> Problem requirements
Among the records below, find the lines that contain "apply" and copy each of them.
++++++++++++++++++++
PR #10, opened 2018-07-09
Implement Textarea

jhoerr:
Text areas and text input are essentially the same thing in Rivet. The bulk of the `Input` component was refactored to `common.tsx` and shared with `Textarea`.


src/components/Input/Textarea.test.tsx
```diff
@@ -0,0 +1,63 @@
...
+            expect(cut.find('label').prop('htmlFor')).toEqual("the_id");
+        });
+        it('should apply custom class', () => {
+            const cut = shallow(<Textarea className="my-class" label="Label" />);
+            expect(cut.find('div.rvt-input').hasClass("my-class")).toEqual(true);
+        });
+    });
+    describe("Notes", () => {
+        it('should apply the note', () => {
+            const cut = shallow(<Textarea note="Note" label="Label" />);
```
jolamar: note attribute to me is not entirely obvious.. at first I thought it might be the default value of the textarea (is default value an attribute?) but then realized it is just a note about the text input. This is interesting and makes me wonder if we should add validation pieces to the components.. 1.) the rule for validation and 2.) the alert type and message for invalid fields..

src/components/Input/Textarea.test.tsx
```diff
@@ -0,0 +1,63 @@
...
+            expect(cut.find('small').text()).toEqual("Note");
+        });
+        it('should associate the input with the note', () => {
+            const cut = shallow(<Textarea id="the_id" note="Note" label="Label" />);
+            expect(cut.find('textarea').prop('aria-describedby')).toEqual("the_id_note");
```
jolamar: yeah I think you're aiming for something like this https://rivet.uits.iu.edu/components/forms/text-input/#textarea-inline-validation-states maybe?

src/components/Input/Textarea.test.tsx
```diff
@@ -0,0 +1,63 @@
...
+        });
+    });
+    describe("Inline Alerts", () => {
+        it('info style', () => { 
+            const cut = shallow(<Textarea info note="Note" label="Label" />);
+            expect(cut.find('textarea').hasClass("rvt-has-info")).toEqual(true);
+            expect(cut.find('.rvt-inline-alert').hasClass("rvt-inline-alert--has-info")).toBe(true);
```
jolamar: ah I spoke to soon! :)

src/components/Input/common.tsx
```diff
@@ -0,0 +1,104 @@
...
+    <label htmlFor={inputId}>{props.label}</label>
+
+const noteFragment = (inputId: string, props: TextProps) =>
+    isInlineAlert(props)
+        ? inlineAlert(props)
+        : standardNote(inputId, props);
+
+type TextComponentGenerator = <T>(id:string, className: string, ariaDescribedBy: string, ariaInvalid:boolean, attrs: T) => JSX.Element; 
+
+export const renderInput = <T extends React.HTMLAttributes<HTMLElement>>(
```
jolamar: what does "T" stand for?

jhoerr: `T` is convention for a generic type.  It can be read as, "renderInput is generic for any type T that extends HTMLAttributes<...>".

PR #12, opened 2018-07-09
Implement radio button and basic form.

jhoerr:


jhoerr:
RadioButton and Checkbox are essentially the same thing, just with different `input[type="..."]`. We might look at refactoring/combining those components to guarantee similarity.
++++++++++++++++++++
> Exercise answer
+        it('should apply custom class', () => {
+        it('should apply the note', () => {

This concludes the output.